4. The method of claim 1, wherein determining the type of the plurality of partitioned areas based on the blast point information and the splice information comprises:

fitting an ideal wall surface according to the target flatness of the wall to be constructed, wherein the dividing area protruding out of the ideal wall surface is a polishing area, the dividing area lower than the ideal wall surface is a slurry supplementing area, an ideal vertical plane is determined according to the perpendicularity of the ideal wall surface, and the dividing area lower than the ideal vertical plane is a slurry supplementing area.

5. The method of claim 4, wherein fitting an ideal wall surface according to the target flatness of the wall to be constructed, wherein the divided area protruding from the ideal wall surface is a polished area, and wherein after the divided area lower than the ideal wall surface is a paste compensating area, further comprises:

shifting the ideal wall surface to determine an ideal wall surface interlayer;

and adjusting the ideal wall surface according to the proportion of the data of the wall to be constructed falling on the ideal wall surface interlayer and the total data of the wall to be constructed so as to enable the proportion to reach the maximum value.

6. The method as recited in claim 1, further comprising:

monitoring the polishing depth;

determining that the polishing area is polished in place under the condition that the polishing depth reaches the target polishing depth of the polishing area subjected to polishing treatment;

and entering the next polishing area for polishing.

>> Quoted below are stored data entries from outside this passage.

PR #186, opened 2019-09-20
Use Iterators.filter

### LINKED ISSUE #185: Using `filter` not a good idea?
Because `filter` creates a copy that contains the filtered value.

guimarqu:
Fix #185


src/containers/elements.jl
```diff
@@ -15,4 +15,8 @@ lastindex(d::ElemDict) = lastindex(d.elements)
 
 function Base.filter(f::Function, elems::ElemDict{VC}) where {VC}
```
vitornesello: do we need to keep this?

guimarqu: Yes I think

7. A wall construction apparatus, comprising:

the acquisition module is used for acquiring explosion point information and joint information of the wall to be constructed;

the dividing module is used for dividing the wall to be constructed into a plurality of dividing areas;

the determining module is used for determining the types of the plurality of divided areas according to the explosion point information and the seam information, wherein the types comprise polishing areas and slurry supplementing areas;

the construction module is used for constructing according to the type of the divided area and comprises the following steps:

taking the area of the polishing area as the explosion point area;

determining a polishing reference surface based on the adjusted ideal wall surface under the condition that the explosion point area is smaller than or equal to a first preset area, and directly polishing the polishing area based on the polishing reference surface;

moving the polishing reference surface to reduce the polishing amount under the condition that the explosion point area is larger than the first preset area and smaller than or equal to a second preset area, and polishing the polishing area based on the moved polishing reference surface, wherein the second preset area is larger than the first preset area;

polishing the polishing area under the condition that the explosion point area is smaller than or equal to a second preset area; and when the explosion point area is larger than the second preset area, the slurry is supplemented to the slurry supplementing area.

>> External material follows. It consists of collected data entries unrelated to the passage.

PR #134, opened 2022-07-10
Provide pcre2_match_data_create_with_frames() to avoid start stack frames.

ylavic:
pcre2_match() uses START_FRAMES_SIZE (20KiB) of stack space for the start
(initial) frames, which may be too large for systems with small per-thread
stacks (e.g. 128KiB by default on Alpine Linux).

Provide pcre2_match_data_create_with_frames() to allow for the user to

8. The apparatus of claim 7, wherein the acquisition module comprises:

the measuring unit is used for measuring the wall to be constructed and acquiring the explosion point information;

and the analysis unit is used for analyzing the construction drawing of the wall to be constructed and acquiring the joint information.

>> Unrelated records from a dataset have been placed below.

PR #136, opened 2022-07-12
Bazel and bazel central registry support

zaucy:
I mainly use [bazel](https://bazel.build/) as my build system and I was wondering if pcre2 would be willing to accept these files upstream to add pcre2 to the [bazel central registry](https://github.com/bazelbuild/bazel-central-registry). I _can_ write patches for the repository and submit it that way, but it is preferred to have them in the repository.

At the moment this is a minimal configuration that successfully runs the `pcre2demo`. e.g.

```sh
bazel run //:pcre2demo -- -g "\\w+" "hello world"
```
```
Match succeeded at offset 0
 0: hello
No named substrings

Match succeeded again at offset 6
 0: world
No named substrings
```

If this was accepted and submited to the bazel central registry then bazel users would only have to add the following to their `MODULE.bazel`.

```python
bazel_dep(name = "pcre2", version = "10.40")
```

And then any target that uses pcre2 would simply be added to their `deps` list.

```python
cc_library(
    name = "my_cool_library_that_uses_pcre2",
    # ...
    deps = [
        # ...
        "@pcre2",
    ],
)
```

I'm happy to add tests that cover bazel and make any other modifications you require.

### DIFF
--- a/.bazelrc
+++ b/.bazelrc
@@ -1,0 +1,3 @@
+common --experimental_enable_bzlmod
+build --incompatible_enable_cc_toolchain_resolution
+build --incompatible_strict_action_env
--- a/.gitignore
+++ b/.gitignore
@@ -75,4 +75,6 @@ src/pcre2.h
 src/pcre2_chartables.c
 src/stamp-h1
 
+/bazel-*
+
 # End
--- a/BUILD.bazel
+++ b/BUILD.bazel
@@ -1,0 +1,72 @@
+load("@rules_cc//cc:defs.bzl", "cc_library", "cc_test")
+load("@bazel_skylib//rules:copy_file.bzl", "copy_file")
+
+copy_file(
+    name = "config_h_generic",
+    src = "src/config.h.generic",
+    out = "src/config.h",
+)
+
+copy_file(
+    name = "pcre2_h_generic",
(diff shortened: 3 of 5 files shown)


PhilipHazel:
Am I right in thinking this just involves adding some files to the GitHub repo (and a minor tweak to .gitignore)? Or would it be necessary also to include these files in the release tarballs?

zaucy:
Just the GitHub repo is fine. Unless you'd prefer one of the tarball over the repository archive to be in the bazel central registry. e.g. https://github.com/bazelbuild/bazel-central-registry/blob/main/modules/zlib/1.2.11/source.json#L8

PhilipHazel:
OK, I have merged this pull request but it's up to you or any other Bazel user to do any necessary maintenance. I note that MODULE.bazel contains the PCRE2 version number. Will that have to be updated for each release?

zaucy:
Yeah the version will have to be updated each release. Is there a script I can modify to make that happen? `PrepareRelease`?

PhilipHazel:
PrepareRelease is probably the right place to do something like that. Unfortunately, it does not at the moment make any use of the release number, so you would have to write code to pick that out of configure.ac. PrepareRelease already makes use of Perl, so adding a short in-line Perl script would be fine.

9. The apparatus of claim 7, wherein the partitioning module comprises:

the dividing unit is used for dividing the wall to be constructed into a plurality of subareas according to a preset size, wherein two adjacent subareas are overlapped with an overlapping area with a preset area;

and the grid unit is used for gridding the subareas according to the preset height and width to obtain a plurality of grids, and each grid corresponds to one partitioned area.

10. A computer storage medium, characterized in that the computer storage medium comprises a stored program, wherein the program, when run, controls a device in which the computer storage medium is located to perform the wall construction method according to any one of claims 1 to 6.

11. A processor for running a program, wherein the program runs to execute the wall construction method according to any one of claims 1 to 6.